6th Mayor of Beşiktaş
- In office 31 March 2019 – 17 January 2025
- Preceded by: Tahir Doğaç (acting)
- Succeeded by: Rasim Şişman (acting)

Personal details
- Born: November 11, 1982 (age 43) Bahçelievler, Istanbul, Turkey
- Party: Republican People's Party (CHP) (2006–present)
- Spouse: Derya Akpolat ​ ​(m. 2022, divorced)​ Yeşim Yankılıç ​(m. 2024)​
- Children: 2
- Education: Sakarya University

= Riza Akpolat =

Turkish politician and former mayor of Beşiktaş

Ali Rıza Akpolat (born 11 November 1982) is a Turkish politician who served as the Mayor of Beşiktaş from 2019 to 2025. He is a member of the Republican People's Party (CHP).

== Political career ==
Rıza Akpolat was born in Bahçelievler, Istanbul in 1982. He graduated from the Faculty of Economics and Administrative Sciences at Sakarya University in 2004.

Akpolat joined the youth branch of the CHP in 2006 and held various roles in the Bahçelievler district branch until 2015. He was a parliamentary candidate from Istanbul’s 3rd electoral district in the 2015 general elections (June and November) but was not elected.

He was elected Mayor of Beşiktaş in the 2019 local elections with 73% of the vote. He was re-elected in the 2024 local elections with 64.12% of the vote.
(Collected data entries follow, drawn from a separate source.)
PR #655, opened 2023-04-07
Add scheduled tasks

joshbwlng:
Change-type: minor

---

**[WIP]** Add a new `tasks` vocabulary with `job` as its primary resource. Consumers can first register new job handlers with `addTaskHandler()` (similar to `addPureHook()`), and then schedule tasks for future execution by creating `task` resources normally. Task executions are cancelled upon their resource counterpart being deleted. Limited retry/backoff logic included on execution failure. During startup, any pending jobs are either executed immediately or scheduled for future execution depending on their `start_time` date.

**Note:** Originally started with https://github.com/balena-io/pinejs/pull/654 which uses some existing migration functionality behind the scenes, but decided to try something that was completely decoupled from migrations. I'm looking for something to schedule and execute tasks, not migrations. While we could force the use of migrations, I'm not convinced it's the right decision - don't need async migrations/etc and wouldn't want to pollute migration tables with non-migration task records.

---

ToDo/Issues:
- Scope task handlers to models?
- Allow for retry/backoff value overrides
- Needs queueing of some sort? Worried about what happens when too many tasks are scheduled to execute at the same time.

---

Example usage can be found in `test/07-tasks.test.ts` and `test/fixtures/07-tasks/task-handlers.ts`.

### DIFF
--- a/package.json
+++ b/package.json
@@ -58,6 +58,7 @@
     "lodash": "^4.17.21",
     "memoizee": "^0.4.15",
     "pinejs-client-core": "^6.13.0",
+    "node-schedule": "^2.1.1",
     "randomstring": "^1.2.3",
     "typed-error": "^3.2.2"
   },
@@ -71,6 +72,7 @@
     "@types/mocha": "^10.0.1",
     "@types/on-finished": "^2.3.1",
     "@types/request": "^2.48.8",
+    "@types/node-schedule": "^2.1.0",
     "@types/supertest": "^2.0.12",
     "@types/terser-webpack-plugin": "^5.2.0",
     "@types/type-is": "^1.6.3",
--- a/src/config-loader/env.ts
+++ b/src/config-loader/env.ts
@@ -146,3 +146,9 @@ export const migrator = {
 	 */
 	asyncMigrationIsEnabled: boolVar('PINEJS_ASYNC_MIGRATION_ENABLED', true),
 };
+
+export const tasks = {
+	pollIntervalMS: process.env.TASKS_POLL_INTERVAL_MS
+		? parseInt(process.env.TASKS_POLL_INTERVAL_MS, 10)
+		: 2000,
+};
--- a/src/sbvr-api/sbvr-utils.ts
+++ b/src/sbvr-api/sbvr-utils.ts
@@ -42,6 +42,7 @@ import { generateODataMetadata } from '../odata-metadata/odata-metadata-generato
 
 // eslint-disable-next-line @typescript-eslint/no-var-requires
 const devModel = require('./dev.sbvr');
+import * as tasks from './tasks';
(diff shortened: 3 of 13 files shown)


fisehara:
@joshbwlng Can we somehow track the actor who caused the job to be scheduled? I think when this is an async data manipulation we still need to track the user for all data changes / transactions that are performed 'later'

joshbwlng:
@fisehara Good point. How about using `req.user.id` in the create hook, something like:
```typescript
export const setup = async (tx: Db.Tx) => {
	// Validate and schedule new scheduled jobs for future execution.
	addPureHook('POST', apiRoot, 'scheduled_job', {
		POSTPARSE: async ({ req, request }) => {
			// Set defaults.
			request.values.is_executed_by__user = req.user.id;
			request.values.status = 'pending';
...
```

fisehara:
@joshbwlng to not limit it to a user calling the API we should go and fetch the actorId like we do for the history tables in balena-api:

```
const getActor = (req: sbvrUtils.HookReq) => {
  const actor = req.user?.actor ?? req.apiKey?.actor;
  if (actor == null) {
	  const err = new Error(
		  `Scheduling job for ${resource} with missing actor on req is not allowed`,
	  );
	  errors.captureException(err, err.message, { req });
	  throw err;
  }
  return actor;
};
```

joshbwlng:
@fisehara Nice, thanks, added a new field to the jobs sbvr and some bits to set the actor using basically the example you provided.

fisehara:
@joshbwlng I have to review it again, but can you please add test cases for the scheduled jobs already? This will demonstrate how they will be used.

src/sbvr-api/jobs.ts
```diff
@@ -0,0 +1,261 @@
...
+ * @returns Actor ID
+ * @throws BadRequestError if actor is missing
+ */
+function getActor(req: sbvrUtils.HookReq): number {
+	const actor = req.user?.actor ?? req.apiKey?.actor;
+	if (actor == null) {
+		throw new errors.BadRequestError(
+			'Scheduling job with missing actor on req is not allowed',
+		);
+	}
```
joshbwlng, line 51: @fisehara This currently always throws here in tests as `req.user` is always undefined. I've tried a number of things including setting `passthrough.req.user` on the pineTest client and `await null;` in the jobs preparse/postparse hooks. Any ideas?

joshbwlng: Nevermind, I did some digging and found out how to create and pass an apikey as part of the request through PineTest (which also works as my hooks checks for the actor from both `req.user` and `req.apiKey`).

joshbwlng:
Moved to https://github.com/balena-io/pinejs/pull/739

PR #656, opened 2023-04-18
Update select sql typing

joshbwlng:
Change-type: patch

---

Recent type changes in `abstract-sql-compiler` broke pinejs typescript builds, updating typings to get builds working again.


fisehara:
LGTM

PR #657, opened 2023-04-19
Fix deepFreeze

fisehara:
Actually deep freezing the `constrainedAbstractSqlModel`

Change-type: patch


src/sbvr-api/permissions.ts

== Investigation and arrest ==
On 13 January 2025, Akpolat was detained in connection with a bribery investigation targeting municipal officials and contractors in Istanbul. He was formally arrested along with 22 others, including municipal executives, on 17 January 2025.

Following his arrest, the Turkish Ministry of the Interior suspended Akpolat from office as a precautionary measure. Ömer Rasim Şişman was later elected as acting mayor by the Beşiktaş Municipal Council on 23 January 2025.

== Personal life ==
Akpolat is of Alevi Zaza origin and hails from the village of Bulanık in Üzümlü, Erzincan Province. He has two daughters from his first marriage to Derya Akpolat. In July 2024, he married Yeşim Yankılıç, the former Istanbul chairwoman of the CHP women’s branch.